Thread é a menor unidade de execução que o sistema operacional agenda dentro de um processo. Em vez de criar um processo inteiro para cada fluxo de trabalho, uma aplicação pode criar múltiplas threads que compartilham o mesmo espaço de endereçamento, o mesmo código e vários recursos do processo, mas mantêm contexto próprio de execução, como program counter, registradores e stack.

Na prática, thread é o mecanismo que permite uma aplicação fazer mais de uma coisa “ao mesmo tempo”: processar requisições, esperar I/O, atualizar interface ou executar tarefas em background sem necessariamente abrir novos processos.

Why it exists

Threads existem para reduzir o custo de concorrência dentro de uma aplicação.

Se cada atividade paralela exigisse um processo novo, o sistema teria mais overhead de criação, troca de contexto, isolamento de memória e comunicação entre unidades de execução. Threads resolvem isso ao permitir que múltiplos fluxos compartilhem recursos do mesmo processo.

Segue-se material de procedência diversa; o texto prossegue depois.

PR #19296, opened 2021-08-26
[pilot][upload_to_testflight] add Mac support

joshdholtz:
### Motivation and Context
Apple opened up TestFlight to Mac apps on August 24, 2021

### Description
- Pilot
  - Added new option for `pkg`
  - Removed `ios` as default option on `app_platform` option
- BuildWatcher
  - Turns out that builds have multiple processing states (1 on builds and 2 on buildBetaDetails)
  - The processings are independent of each other but **should** finish at the same time
  - Previously we only wait for the build processing but Mac builds are slower on the buildBetaDetails processing currently
  - Added an option (that pilot uses) to wait for all 3 processing status
- Spaceship
  - Added new helpder function on buildBetaDetails called `processing?` that will return true when internal and external states are done processing

### Testing Steps

```rb
gem "fastlane", :git => "https://github.com/fastlane/fastlane.git", :branch => "joshdholtz-pilot-for-mac"
```

### DIFF
--- a/fastlane/lib/fastlane/actions/upload_to_testflight.rb
+++ b/fastlane/lib/fastlane/actions/upload_to_testflight.rb
@@ -13,6 +13,8 @@ module Fastlane
         unless distribute_only
           values[:ipa] ||= Actions.lane_context[SharedValues::IPA_OUTPUT_PATH]
           values[:ipa] = File.expand_path(values[:ipa]) if values[:ipa]
+          values[:pkg] ||= Actions.lane_context[SharedValues::PKG_OUTPUT_PATH]
+          values[:pkg] = File.expand_path(values[:pkg]) if values[:pkg]
         end
 
         # Only set :api_key from SharedValues if :api_key_path isn't set (conflicting options)
@@ -117,7 +119,7 @@ module Fastlane
       end
 
       def self.is_supported?(platform)
-        [:ios].include?(platform)
+        [:ios, :mac].include?(platform)
       end
     end
   end
--- a/fastlane/lib/fastlane/actions/upload_to_testflight.rb
+++ b/fastlane/lib/fastlane/actions/upload_to_testflight.rb
@@ -119,7 +119,7 @@ module Fastlane
       end
 
       def self.is_supported?(platform)
-        [:ios, :mac].include?(platform)
+        [:ios, :mac, :tvos].include?(platform)
       end
     end
   end
--- a/fastlane_core/lib/fastlane_core/build_watcher.rb
+++ b/fastlane_core/lib/fastlane_core/build_watcher.rb
@@ -11,7 +11,7 @@ module FastlaneCore
 
     class << self
       # @return The build we waited for. This method will always return a build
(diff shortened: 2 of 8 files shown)


crazymanish (approved):
This looks very good to me 🚀 also those pkg unit tests in BuildManager ❤️ 🔥

lucgrabowski (approved):

idoodler:
Hi, thanks for that feature!

I am trying to implement this, the upload works 👍 

However I am unable to select the uploaded build in AppStore Connect.

I watched the WWDC session regarding the TestFlight and macOS. They mention, that we must manually create a special provisioning profile if we don't use automatic codesigning.

I am building an Electron app using electron-builder, thus I use manual codesigning. I am unable to find any information on what provisioning profile is necessary.

HI also asked for help in the [Apple Developer Forums](https://developer.apple.com/forums/thread/690045)

Maybe someone here can point me in the right direction.

thx

uglide:
Hi @idoodler 
Have you found a solution? I faced the same problem and cannot figure out how to fix "Not Available for Testing" status in AppStore Connect.

idoodler:
> Hi @idoodler 
> 
> Have you found a solution? I faced the same problem and cannot figure out how to fix "Not Available for Testing" status in AppStore Connect.

No, not yet:/

tremblay:
Hi, I'm also having trouble with this feature. It seems the `build_app` gives us a `.app` as the output, but `upload_to_testflight` says that the .app "doesn't seem to be a pkg file". Could you give any advice about what settings I may have mixed up?

For reference, here are my calls to `build_app` and `upload_to_testflight` (I replaced my actual app name with `Name`):

```
def build_mac(configuration, scheme)
  build_app(
    configuration: configuration,
    export_method: "mac-application",
    scheme: scheme,
    include_symbols: true,
    include_bitcode: true,
    export_options: {
      provisioningProfiles: {
        "app.Name" => "Mac AppStore",
        "app.Name.AutoFill" => "Mac AutoFill",
        "app.Name.Safari" => "Mac Safari"
      }
    }
  )
end
```

```
upload_to_testflight(
  pkg: "./Name.app",
  app_platform: "osx",
  distribute_external: true,
  groups: ['External Testers'],
  changelog: options[:changelog]
)
```

uglide:
@idoodler I'm packaging Qt app. I found a solution how to successfully upload macOS App to TestFlight. The following attributes should be added to `Entitlements.plist`:

```xml
        <key>com.apple.application-identifier</key>
	<string>XXXXXXX.com.sample.app</string>
	<string>XXXXXXX</string>
```

In addition, you should supply the app with `embedded.provisionprofile` which is Mac App Store Distribution Profile.

idoodler:
@tremblay I am not using `build_app` but `electron-builder` instead

idoodler:
@uglide Thanks, I will try that with todays alpha build

idoodler:
@tremblay I just checked the [documentation](https://docs.fastlane.tools/actions/build_mac_app/) of fastlane. You may want to use a different `export_method`, something like `app_store` or `package`

idoodler:
@uglide No, this did not the trick for me. It still states that the build is not available for TestFlight testing.

idoodler:
@uglide I was just checking the `embedded.provisionprofile`. The entitlements entry has the keys and values you suggest. Did you recreate such a profile, or did you simply use your already existing one?

uglide:
@idoodler new one generated after Testflight release.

Elas são úteis principalmente por quatro motivos:

  • melhoram responsividade, porque uma thread pode continuar atendendo o usuário enquanto outra espera I/O;
  • aproveitam CPUs multicore, permitindo paralelismo real quando há mais de um core disponível;
  • facilitam concorrência em tarefas independentes, como processamento de arquivos, filas e requisições HTTP;
  • tornam o compartilhamento de dados mais barato do que comunicação entre processos, embora isso aumente o risco de bugs de concorrência.

How it works

Cada thread possui contexto próprio de execução:

  • program counter;
  • register set;
  • stack.

Ao mesmo tempo, threads do mesmo processo compartilham:

  • code segment;
  • data/heap;
  • arquivos abertos;
  • sinais e outros recursos controlados pelo sistema operacional.

Isso cria um modelo híbrido: isolamento suficiente para cada fluxo continuar seu trabalho, mas compartilhamento suficiente para comunicação rápida.

Escalonamento

O scheduler do sistema operacional decide quando cada thread usa CPU. Em máquina single-core, isso gera concorrência com alternância rápida entre threads, criando a sensação de paralelismo. Em máquina multicore, diferentes threads podem realmente executar em paralelo.

User-level threads vs kernel-level threads

Existem dois modelos conceituais importantes:

  • User-Level Threads (ULT): gerenciadas em user space por uma biblioteca. São leves e rápidas para criar e trocar, mas o kernel não as enxerga individualmente.
  • Kernel-Level Threads (KLT): gerenciadas diretamente pelo kernel. O sistema operacional agenda cada thread separadamente, permitindo melhor uso de múltiplos cores e melhor tratamento de operações bloqueantes.

Trade-off principal:

  • ULT tende a ter menor overhead;
  • KLT tende a ter melhor integração com escalonamento real do sistema operacional.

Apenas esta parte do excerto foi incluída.